Spot gold rose 0.1% to $4,313.35 by 21:54 ET (01:54 GMT), keeping close to levels reached earlier in the week after a rally on Monday. In contrast, U.S. gold futures slipped 0.4% to $4,333.90.
The earlier surge in bullion, a gain of more than 2% on Monday, followed the announcement by Washington and Tehran of a preliminary accord to end their conflict and reopen the Strait of Hormuz. That development alleviated some inflation concerns and put downward pressure on the U.S. dollar, supporting the metal's safe-haven appeal.

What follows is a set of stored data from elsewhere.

Issue #10866, opened 2026-04-13
Dolt shell should read input per character/token instead of per line


angelamayxie:
A lot of Dolt shell issues (such as #10860, #10861, #10862, possibly #10865) could be fixed if input was parsed per token (or per character, like in `sql_statement_scanner`) instead of per line.

codeaucafe:
Is that fine if I try to fix these 3 (maybe 4) issues as you suggested?

angelamayxie:
@codeaucafe Sure, the fix will be in the dolthub/ishell repo

codeaucafe:
Thank you @angelamayxie. You beat me to my next question haha.

angelamayxie:
@codeaucafe It would be nice to be able to reuse the code from [`sql_statement_scanner.go`](https://github.com/dolthub/dolt/blob/main/go/cmd/dolt/commands/sql_statement_scanner.go) but we might have to move things around to avoid a cyclical import

codeaucafe:
update: still working on this. Should have more time to get it reviewable next week. have made some changes, but haven't full tested everything

codeaucafe:
@angelamayxie I believe the two PRs are ready for review now.

ishell: dolthub/ishell#8
dolt: dolthub/dolt#11202

Issue #10862, opened 2026-04-13
Dolt shell does not ignore delimiters inside comments


angelamayxie:
Similar to #10861 

Dolt
```
tmp/main*> select /* ;
syntax error at position 11 near '/* '
tmp/main*> select -- ;
syntax error at position 11 near '-- '
```

MySQL
```
mysql> select /* ;
   /*> */ null;
+------+
| NULL |
+------+
| NULL |
+------+
1 row in set (0.00 sec)

mysql> select -- ;
    -> null;
+------+
| NULL |
+------+
| NULL |
+------+
1 row in set (0.00 sec)
```

PR #11202, opened 2026-06-12
dolthub/dolt#10866: fix(sql-shell): parse input per character instead of per line

### LINKED ISSUE #10860: Dolt shell has issues parsing multiple statements in the same line
dolt
```
tmp/main*> select null; select -- comment
        -> null;
syntax error at position 20 near 'select'
tmp/main*> select null; select null;
syntax error at position 20 near 'select'
```

MySQL
```
mysql> select null; select -- comment
+------+
| NULL |
+------+
| NULL |
+------+
1 row in set (0.00 sec)

    -> null;
+------+
| NULL |
+------+
| NULL |
+------+
1 row in set (0.00 sec)

mysql> select null; select null;
+------+
| NULL |
+------+
| NULL |
+------+
1 row in set (0.00 sec)

+------+
| NULL |
+------+
| NULL |
+------+
1 row in set (0.00 sec)
```

### LINKED ISSUE #10861: Dolt shell does not ignore delimiters inside quotes
Dolt
```
tmp/main*> select ';
syntax error at position 9 near 'select'
```

MySQL
```
mysql> select ';
    '> ';
+----+
| ;
 |
+----+
| ;
 |
+----+
1 row in set (0.00 sec)
```

### LINKED ISSUE #10865: Dolt shell expects more input after empty line whereas MySQL shell returns nothing
MySQL
```
mysql> 
mysql> 
```

Dolt
```
tmp/main*> 
        ->  
```

Behavior is the same when the line contains only whitespaces (MySQL also expects more input)

codeaucafe:
## Summary

The interactive `dolt sql` shell accumulated input one physical line at a time and decided "is this statement done?" by checking whether the trimmed line ended with `;`. That check has no awareness of SQL quotes, comments, or the active `DELIMITER`, causing four bugs reported in #10860–#10862 and #10865. This PR replaces the blind suffix check with dolt's existing per-character `StreamScanner` (already used by batch mode) and replaces the single-statement `Parse` call in the shell callback with a scanner-driven split-and-execute loop.

The shell-side completeness check is wired in via a new opt-in `IsComplete` callback added to the `dolthub/ishell` fork (PR: dolthub/ishell#8). `go/go.mod` contains a `replace` directive pointing at to PR's head commit: `061915e`. 

## Issues fixed

- [#10860](https://github.com/dolthub/dolt/issues/10860) — `select null; select null;` on one line gave `syntax error at position 20 near 'select'`. The accumulated buffer was fed to `sqlparser.Parse` once; that parser accepts only a single statement.
- [#10861](https://github.com/dolthub/dolt/issues/10861) — `select ';` was treated as complete because the line ends with `;`, even though that `;` is inside an open string literal.
- [#10862](https://github.com/dolthub/dolt/issues/10862) — `select /* ;` and `select -- ;` were treated as complete for the same reason; the `;` is inside an open block or line comment.
- [#10865](https://github.com/dolthub/dolt/issues/10865) — pressing Enter on an empty line dropped the shell into the `->` continuation prompt instead of re-issuing the primary `>` prompt.

### `go/cmd/dolt/commands/sql_statement_scanner.go`

- Add `NewStreamScannerWithDelimiter(r io.Reader, delimiter string)` constructor. The shell processes one command at a time, so the delimiter set by a prior `DELIMITER` command must be passed in rather than discovered in-band (as batch mode does when scanning a whole script). `NewStreamScanner` delegates to this and is unchanged for existing callers.
- Add `endedAtEOF bool` field on `StreamScanner`, reset at the top of each `Scan()` call and set when the input runs out before the active delimiter is matched.
- Add three accessors exposing parse state to callers: `InsideQuote()`, `InsideBlockComment()`, `EndedAtEOF()`.
- Add `IsShellInputComplete(text, delimiter string) bool`. Runs the scanner over the accumulated buffer and returns `false` when the input ends inside an open quote or block comment, or with a trailing unterminated statement. Blank/whitespace-only input returns `true` so an empty Enter does not trigger continuation mode (fixes #10865).

### `go/cmd/dolt/commands/sql.go`

- Set `IsComplete: IsShellInputComplete` in `UninterpretedConfig`. The ishell library calls this after each physical line with the cumulative buffer and the current delimiter; returning `true` stops accumulation. This is the single change that makes completeness detection SQL-aware (fixes #10861, #10862, #10865).
- Replace the single `sqlparser.Parse(query)` call in the `Uninterpreted` callback with a `NewStreamScannerWithDelimiter` split-and-execute loop. Each statement in the buffer is parsed and executed individually so multiple `;`-separated statements on one line each run and print their own result set (fixes #10860). Per-statement errors are printed and execution continues with the next statement, matching MySQL CLI semantics.

### Unit tests (`go/cmd/dolt/commands/sql_statement_scanner_test.go`)

- `TestIsShellInputComplete` — 22 cases covering each issue branch (multi-statement, open quote, open block/line comment, empty input) plus `DELIMITER` cases.
- `TestEndedAtEOFFlag` — 3 sub-tests verifying the `endedAtEOF` flag is set on EOF-terminated input and cleared on delimiter-terminated input.

### Integration tests (`integration-tests/bats/sql-shell.bats`)

Four new bats tests, one per issue, each driving a real interactive `dolt sql` session:

- `sql-shell: multiple statements on one line (#10860)`
- `sql-shell: unclosed quote continues input (#10861)`
- `sql-shell: unclosed comment continues input (#10862)`
- `sql-shell: empty line stays at primary prompt (#10865)`

## Merge Strategy
- merge https://github.com/dolthub/doltgresql/pull/2846
  - this will allow DoltgreSQL Integration tests in Dolt PR to pass
- After Dolt tests pass, merge ishell PR: https://github.com/dolthub/ishell/pull/8
- Merge this Dolt PR
- clean up replace statements in Doltgres and Dolt go.mod's

Fixes: #10860, #10861, #10862, #10865, #10866


go/go.sum
```diff
@@ -187,8 +187,8 @@ github.com/client9/misspell v0.3.4/go.mod h1:qj6jICC3Q7zFZvVWo7KLAzC3yx5G7kyvSDk
 github.com/cncf/udpa/go v0.0.0-20191209042840-269d4d468f6f/go.mod h1:M8M6+tZqaGXZJjfX53e64911xZQV5JYwmTeXPW+k8Sc=
 github.com/cncf/xds/go v0.0.0-20251210132809-ee656c7534f5 h1:6xNmx7iTtyBRev0+D/Tv1FZd4SCg8axKApyNyRsAt/w=
 github.com/cncf/xds/go v0.0.0-20251210132809-ee656c7534f5/go.mod h1:KdCmV+x/BuvyMxRnYBlmVaq4OLiKW6iRQfvC62cvdkI=
-github.com/cockroachdb/apd/v3 v3.2.3 h1:4Zx+I3R35bFXMnltzmjP79i2cravE4jTRL6ps9Aux80=
-github.com/cockroachdb/apd/v3 v3.2.3/go.mod h1:klXJcjp+FffLTHlhIG69tezTDvdP065naDsHzKhYSqc=
+github.com/codeaucafe/ishell v0.0.0-20260607220657-061915e86568 h1:zAWHQAgb62ygwjQsDscI9btOt/lWEa5NbgMjKL2y1qM=
```
angelamayxie: this should be dolthub/ishell

angelamayxie (commented):
please take a look at the failing tests

go/go.mod
```diff
@@ -208,4 +208,6 @@ require (
 	gopkg.in/tomb.v1 v1.0.0-20141024135613-dd632973f1e7 // indirect
 )
 
+replace github.com/dolthub/ishell => github.com/codeaucafe/ishell v0.0.0-20260607220657-061915e86568
```
angelamayxie: remove this line. run `go get github/com/dolthub/ishell@[commit]` to update `go.mod` and `go mod tidy` to clean up `go.sum`

codeaucafe: I don't believe this works for forks/outside contributors like myself. I had to do this same thing when making changes in Doltgres that a Dolt Pr I made needed for it to work/be fixed. That's why I did it this way. I'll find those PRs later tonight to show u what I mean.

codeaucafe: forgot to add: but I'll also try that just to be sure again

codeaucafe:
@angelamayxie thank you for reviewing. the following CI always fail for my outside contributor PRs:
- Benchmark Mini Sysbench...
- Benchmark SQL Correctness...
- Check for correctness_approved label...
- Check for performance_approved label...
- Check formatting, Commuters....

`Tests Bats Unix Remote/Bats tests` is failing at the `Install Maven` step. For some reason this CI gate has been failing at this step for me for my last 3-4 contributions this year. I'm not entirely sure and never got a reason when I asked and looked into it. 

`Test Integration with DoltgreSQL/ test-integration...` is failing due to it requiring my  change to ishell to pass. I had this same issue with before with a change I made to dolt that required me to make use the replace directive pointing in DoltgreSQL in order for this DoltgreSQL integration test suite to pass. This is why I state previously that this replace directive is required for forked contributions like the ones I have to make as an outside contributor. @nicktobey helped me on that change. These are the two PRs for that for reference/example:
- https://github.com/dolthub/doltgresql/pull/2196
- https://github.com/dolthub/dolt/pull/10227

I made a PR the same way in Doltgres so we can get this integration test passing: https://github.com/dolthub/doltgresql/pull/2846

go/go.mod
angelamayxie: Okay, I think you're right this doesn't work because it's a forked repo, instead of a regular branch in the original repo.

go/cmd/dolt/commands/sql_statement_scanner.go
```diff
@@ -376,3 +390,47 @@ func (s *StreamScanner) seekDelimiter() (error, bool) {
...
+
+// IsShellInputComplete reports whether |text| forms one or more complete
+// statements terminated by |delimiter|. It is false when input ends inside an
+// open quote or block comment, or with a trailing unterminated statement;
+// whitespace-only input is complete (issue #10865).
+func IsShellInputComplete(text string, delimiter string) bool {
+	if strings.TrimSpace(text) == "" {
+		return true
+	}
+	sc := NewStreamScannerWithDelimiter(strings.NewReader(text), delimiter)
```
angelamayxie: Looking at how this is integrated with the ishell, it seems like for each line of the input, the entire input so far is scanned again. Correct me if I'm misunderstanding this, but that seems like if an input has n lines, the scanner will need to scan through (n^2)/2 lines.

codeaucafe: @angelamayxie you are correct. `IsShellInputComplete` is stateless, so ishell calls it after each line with the whole buffer and it rescans from the start every time, leading to n²/2 time (inefficiency). (Same root issue as your comment on the ishell PR on line 529)

I'll work on refactoring this. The idea is to make the completeness check incremental; carry scanner's quote/comment/delimiter state across lines and only consume each new line's bytes instead of re-scanning the whole buffer, which I believe makes the accumulation O(n). I think this requires factoring the per-character state machine out of seekDelimiter so the streaming check and the statement splitter can share it.

I plan to scope it to removing the quadratic behavior; the separate "scanned twice" point (completeness pass + execution pass) is a constant factor, so I was going hold off on refactoring that for now (or handle it in a follow up PR). How does that sound to you?

angelamayxie: I think we can avoid "scanning twice" in the ishell by reading the input per-character, similar to the sql scanner in Dolt. The sql scanner logic in Dolt can probably be refactored into the ishell to avoid a circular import.

codeaucafe: ok I'll work on that. thank you for help! 

just a small FYI that I may not get to it until Sunday or early next week because of the holiday weekend.

codeaucafe: @angelamayxie just a quick check before I start. To do the single pass, I'll move the SQL scanner (StreamScanner) into ishell so ishell reads the input per-character and emits complete statements like we discussed, and the dolt shell just executes them (dropping IsShellInputComplete and the second split scan). That matches what you suggested and avoids the circular import.

One thing I want to confirm too: StreamScanner isn't only used by the shell. execBatchMode (dolt sql < file.sql), filter-branch, and debug also use it. If I move it into ishell, those non-shell dolt paths would end up importing their SQL scanner from ishell. That is fine right?

angelamayxie: @codeaucafe I think that should be fine. Ideally the StreamScanner should just be its own repo that both dolt and ishell import from, but having it as a package in the ishell repo is probably the easiest right now.

codeaucafe: Got it. I'll work on the refactor this week/weekend. After it's merged I can work on splitting it out to its own repo in another pr/change (or at least make an issue for tracking)

angelamayxie: I think it's better to make an issue for tracking. We'd want the new repo to still be part of the dolthub organization and I'm not sure if someone outside the organization is able to do that.

codeaucafe: that is right. sorry, I was only thinking about the actual work not the repo setup 🤦‍♂️ (after this PR/change is merged). Happy to help write the code if y'all want help (after repo setup). I'll make the ticket after I wrap this change up.

codeaucafe:
FYI still working on PR refactor. Made the changes, but reviewing and fixing some issues I found.

codeaucafe:
@angelamayxie I believe this is ready for another review. Most of the new changes were done in ishell like we discussed:
                                                                                  
ishell (the meat) — PR #8                                                                                                                                              
                                                                                                                                                                         
- Relocated SQL StreamScanner into ishell so input can be scanned where the shell reads it — avoids a circular import.                  
- Rewrote uninterpreted read path for single streaming pass: added uninterpretedReader (adapts line-at-a-time readline into an io.Reader) and                   readUninterpretedCommand, replacing the old per-line readMultiLinesFunc predicate. Resolved the O(n²) re-scan and the double-scan issues. I wrote a couple unit tests and benchmark tests to verify this, but I wasn't sure if it was overkill to include it or not. If you think its worth I'll make that commit and push it up
- Added Context.Statements to give pre-scanned statements to consumers.                                                                                             
- Fixed Ctrl-D at continuation prompt to discard the partial statement.
- Cleanups: removed a no-op Delimiter() line, reordered a deferred-error check, trimmed stored statement text.
- (Uncommitted local: the scaling test + benchmark.)                                                                                                                   
                                                                                                                                                                         
dolt — PR #11202                                                                                                                                                       
                                                                                                                                                                         
- Deleted the local scanner, made shell handler consume c.Statements instead of re-scanning; repointed batch/debug/filter-branch to ishell.NewStreamScanner.       
- Kept the \edit path scanning its own editor output.                                                                                                                  
- Bumped go.mod/go.sum to the pushed ishell fork pseudo-version.                                                                                                       
- Tests: Ctrl-D discard test, large-input correctness test, tightened the quote-continuation assertion, plus the earlier per-issue tests (#10860/#10861/#10862/#10865).
                                                                                                                                                                         
doltgresql — PR #2846                                                                                                                                                  
                                                                                                                                                                         
- go.mod replace bump to the same ishell commit (950b93b)

codeaucafe:
FYI looked at the Test Bats Unix / Bats tests... CI tests failures and its 3 BATS tests failing but it doesn't appear related to my PR's changes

The peace framework is expected to be formally signed later in the week, a step that coincided with a marked drop in oil prices and an improvement in risk appetite across global markets. Brent crude fell to three-month lows on Monday, and global equity markets rallied on the prospect that lower energy costs could reduce inflationary pressures.
Markets are now closely watching the timetable for putting the accord into effect. Both the United States and Iran have noted that a permanent truce has not yet been negotiated, leaving the implementation timeline uncertain.
Attention is also turning to a sequence of major central bank meetings this week. The Bank of Japan is meeting on Tuesday, and policy announcements from the U.S. Federal Reserve and the Bank of England are due later in the week. The BOJ is widely expected to lift interest rates to a 31-year high, while investors currently anticipate the Fed will hold rates steady at its June 16-17 meeting.
Traders will be watching remarks from Fed Chair Kevin Warsh for guidance on the likely path of U.S. interest rates. Higher borrowing costs generally weigh on non-yielding assets such as gold by raising the opportunity cost of holding the metal. Recent U.S. inflation readings and ongoing worries about price pressures have prompted investors to pare back expectations for rate cuts this year.
Among other precious metals, silver eased 0.8% to $69.41 per ounce, while platinum declined 1% to $1,755.60 per ounce.
Market participants remain in a wait-and-see mode: the evolving situation around the Iran agreement and the outcomes of central bank meetings are set to determine near-term direction for commodities, currencies and risk assets.